So on February 1, Yak & Yeti will rename the brewery side of its operation Spice Trade Brewing Co., with the goal of getting its beer into more bellies. Spice Trade will start by contract-brewing two of its flagship beers, Chai Milk Stout and Sun Temple IPA, and canning and kegging them for distribution to liquor stores, bars and restaurants.

Tyler and Dol Bhattarai, who own Yak & Yeti and two other restaurants, are also looking for a site for their own production brewery, which they hope to open within a year.

“Yak & Yeti has been around for a long time, but now we want to expand our brand into the retail market and expand our reach,” Tyler explains. “We’ve spent a lot of time thinking about the brand and why people would buy our beer if it were sitting next to the hundreds of others that are available in liquor stores. And what we homed in on were our unique cultural and culinary roots.”

The Chai Milk Stout, for example, is made from a family recipe that Tyler blends himself and puts into the beer on brewing day. Other beers are made specifically to pair with Bhattarai’s cuisine.

Spice Trade will continue to take inspiration from Nepalese food, but will also look to culinary traditions and ingredients from around the world. That means Tyler will create and introduce a wide variety of new beers over the next few months. One of the first — which will be tapped at Spice Trade’s launch party on February 15 — is Sichuan Saison, which will be made with tongue-numbing Sichuan peppercorns along with orange peel and a custom blend of Chinese five-spice.

The brewery will also tap several other new beers, including a Mayan-style chocolate Russian imperial stout and a Belgian-style trippel with coriander and wildflower honey.

Jeff Tyler is the head brewer at Spice Trade Brewing.
Spice Trade Brewing Company
Because Tyler, a mechanical engineer who hails from New York, spent many years in Boston drinking beers like the Alchemist’s Heady Topper, Spice Trade will also feature hazy, juice-forward New England-style IPAs, which became popular in Colorado last year. His first New England-style beer at Yak & Yeti was the 6.3 percent ABV Sun Temple — hopped with El Dorado, Citra and Simcoe varieties — which will become a staple on tap and one of the first beers to be canned.

Tyler would like to can beer at his own brewery, but since Yak & Yeti is located in a 152-year-old former mansion, it simply isn’t feasible, he says. That’s why the company will contract with another brewery to make its two flagships on a temporary basis.

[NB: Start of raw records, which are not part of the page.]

PR #9217, opened 2025-09-16
add support for memory mapped buffers in the backend

pixelflinger:


pixelflinger:
note: only GL backend is implemented. I will add other backends before checking this in (at least a fallback).

filament/backend/test/test_MemoryMappedBuffer.cpp
```diff
@@ -0,0 +1,376 @@
...
+    }
+};
+
+TEST_F(MemoryMappedTest, MapCopyUnmap) {
+    auto& api = getDriverApi();
+    Cleanup cleanup(api);
+
+    // Create a buffer object.
+    BufferObjectHandle const bufferObject = cleanup.add(api.createBufferObject(1024,
+            BufferObjectBinding::VERTEX, BufferUsage::DYNAMIC | BufferUsage::SHARED_WRITE_BIT));
```
show50726: Should it be `DYNAMIC_BIT`?

filament/backend/test/test_MemoryMappedBuffer.cpp
```diff
@@ -0,0 +1,376 @@
...
+        render(3, 0, swapChain, renderTarget, renderPrimitive, state);
+
+        EXPECT_IMAGE(renderTarget, ScreenshotParams(screenWidth(), screenHeight(), screenshotName, 0));
+    }
+};
+
+TEST_F(MemoryMappedTest, MapCopyUnmap) {
+    auto& api = getDriverApi();
+    Cleanup cleanup(api);
+
```
poweifeng, line 211: Can you skip the other backends for now?

filament/backend/include/backend/DriverEnums.h
```diff
@@ -556,12 +556,21 @@ constexpr TargetBufferFlags getTargetBufferFlagsAt(size_t index) noexcept {
...
- * for the driver to make better decisions about managing memory internally.
+ * How the buffer will be used.
  */
 enum class BufferUsage : uint8_t {
-    STATIC,      //!< content modified once, used many times
-    DYNAMIC,     //!< content modified frequently, used many times
+    STATIC              = 0,    //!< (legacy) content modified once, used many times
+    DYNAMIC             = 1,    //!< (legacy) content modified frequently, used many times
+    DYNAMIC_BIT         = 0x1,  //!< buffer can be modified frequently, used many times
+    SHARED_WRITE_BIT    = 0x04, //!< buffer can be memory mapped for write operations
```
poweifeng, line 565: nit: why jump to 0x4?

poweifeng (approved):
minor comments

filament/backend/test/test_MemoryMappedBuffer.cpp
pixelflinger: It should be but both are compatible.

filament/backend/include/backend/DriverEnums.h
pixelflinger: I just left space for `SHARED_READ_BIT`, so they stay together if we add another `BIT` later.

filament/backend/test/test_MemoryMappedBuffer.cpp
pixelflinger: done

filament/backend/test/test_MemoryMappedBuffer.cpp
pixelflinger: I did better than that, I implemented basic support for the API so that the unit tests will pass (and the api should be fully functional, albeit, not fast).

filament/backend/src/vulkan/VulkanDriver.cpp
```diff
@@ -476,6 +476,22 @@ void VulkanDriver::updateDescriptorSetTexture(
     }
 }
 
+void VulkanDriver::copyToMemoryMappedBuffer(MemoryMappedBufferHandle mmbh, size_t offset,
+        size_t size, BufferDescriptor&& data) {
+    FVK_SYSTRACE_SCOPE();
+    auto mmb = resource_ptr<VulkanMemoryMappedBuffer>::cast(&mResourceManager, mmbh);
+
+    assert_invariant(any(mmb->access & MapBufferAccessFlags::WRITE_BIT));
+    assert_invariant(size <= data.size);
```
poweifeng: This is probably ok as a temporary implementation.  

I do have a concern. The assumption here is that we're using a subset of `data` to update a portion of `size` in the mapped memory.   But `updateBufferObject` assumes that we're updating a buffer using the size of `data`. (that is, `size` is not pass to `updateBufferObject`).

poweifeng (approved):
vk lgtm in general.

one clarification needed.

filament/backend/src/vulkan/VulkanDriver.cpp
pixelflinger: This is a very good point! I just don't need the size parameter in this backend method.

filament/backend/include/private/backend/DriverAPI.inc
```diff
@@ -291,27 +291,11 @@ DECL_DRIVER_API_TAGGED_R_N(backend::DescriptorSetLayoutHandle, createDescriptorS
 DECL_DRIVER_API_TAGGED_R_N(backend::DescriptorSetHandle, createDescriptorSet,
         backend::DescriptorSetLayoutHandle, dslh)
 
-DECL_DRIVER_API_N(updateDescriptorSetBuffer,
-        backend::DescriptorSetHandle, dsh,
-        backend::descriptor_binding_t, binding,
+DECL_DRIVER_API_TAGGED_R_N(backend::MemoryMappedBufferHandle, mapBuffer,
```
rafadevai, line 294: So why not just map the whole memory when you create the buffer and unmap when you destroy it? 

This is really expensive call to make and there's no benefit on mapping/unmapping sections of the memory.

filament/backend/include/private/backend/DriverAPI.inc
```diff
@@ -447,6 +432,26 @@ DECL_DRIVER_API_N(compilePrograms,
...
+)
+
+DECL_DRIVER_API_N(updateDescriptorSetTexture,
+        backend::DescriptorSetHandle, dsh,
+        backend::descriptor_binding_t, binding,
+        backend::TextureHandle, th,
+        SamplerParams, params
+)
+
+DECL_DRIVER_API_N(copyToMemoryMappedBuffer,
```
rafadevai, line 450: why not just use the unsynchronized copy? if the BO is mapped, just copy directly to memory

filament/backend/include/private/backend/DriverAPI.inc
pixelflinger: In GLES you can't use the buffer in the GPU if it's mapped; so we need this.

But for your vulkan implementation you don't have to map/unmap each time this is called. This is just an API/interface. You can absolutely map the buffer once when it's created (And you now know that because I give you the SHARED_WRITE flag).

Also for the case where you don't have UMA, you might need this to flush the content efficiently.

filament/backend/include/private/backend/DriverAPI.inc
pixelflinger: but it's not mapped at the time you call mapBuffer, these are commands queued into the backend command queue.   But it doesn't matter because that's exactly what `copyToMemoryMappedBuffer` does, it doesn't do any extra copy, it just "Queues" a `memcpy` that will happen later on the backend thread.

Also, you need this for drivers that don't support memory mapped buffers.

The filament side can *never* have access to the pointer, this is by design so we are free to implement it however we want.

filament/backend/include/backend/DriverEnums.h
```diff
@@ -556,12 +556,21 @@ constexpr TargetBufferFlags getTargetBufferFlagsAt(size_t index) noexcept {
...
+};
+
+/**
+ * How the buffer will be mapped.
+ */
+enum class MapBufferAccessFlags : uint8_t {
+    WRITE_BIT               = 0x2,  //!< buffer is mapped from writing
+    INVALIDATE_RANGE_BIT    = 0x4,  //!< the mapped range content is lost
```
bejado, line 573: Should the first comment read "buffer is mapped _for_ writing"?

Can you elaborate on `INVALIDATE_RANGE_BIT`? Does this mean that when the CPU maps a range, the CPU cannot assume anything about the contents of that range?

filament/backend/src/metal/MetalHandles.h
```diff
@@ -507,6 +507,18 @@ struct MetalDescriptorSet : public HwDescriptorSet {
...
 };
 
+
+struct MetalMemoryMappedBuffer : public HwMemoryMappedBuffer {
+    MetalMemoryMappedBuffer(BufferObjectHandle boh, size_t const offset,
+            size_t const size, MapBufferAccessFlags const access)
+        : boh(boh), access(access), size(size), offset(offset) {
+    }
+    BufferObjectHandle boh{};
+    MapBufferAccessFlags access{};
```
bejado, line 517: Should these go in `HwMemoryMappedBuffer`?

filament/backend/include/backend/DriverEnums.h
pixelflinger: > Should the first comment read "buffer is mapped _for_ writing"?
> 
> Can you elaborate on `INVALIDATE_RANGE_BIT`? Does this mean that when the CPU maps a range, the CPU cannot assume anything about the contents of that range?

yes. It essentially implies that the CPU will fill the whole range with new data. For non UMA systems, it means you don't have to copy-back the content of the buffer before mapping.

filament/backend/src/metal/MetalHandles.h
pixelflinger: they could, but I decided that it was a mistake to stash stuff in  the `Hw*` because it forces things to be saved that a given backend might not even need, wasting space. I'd like to go through and change all of them, one day.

In addition to giving the brewery side of Yak & Yeti’s operations a new focus, the name change will help it avoid a simmering dispute with Great Divide Brewing, which owns the trademark for the word "Yeti" when it comes to beer. Although the first Yak & Yeti restaurant opened before Great Divide began packaging its line of Yeti Imperial Stout beers, Great Divide secured the federal trademark to the word before Yak & Yeti became a brewery, Tyler explains.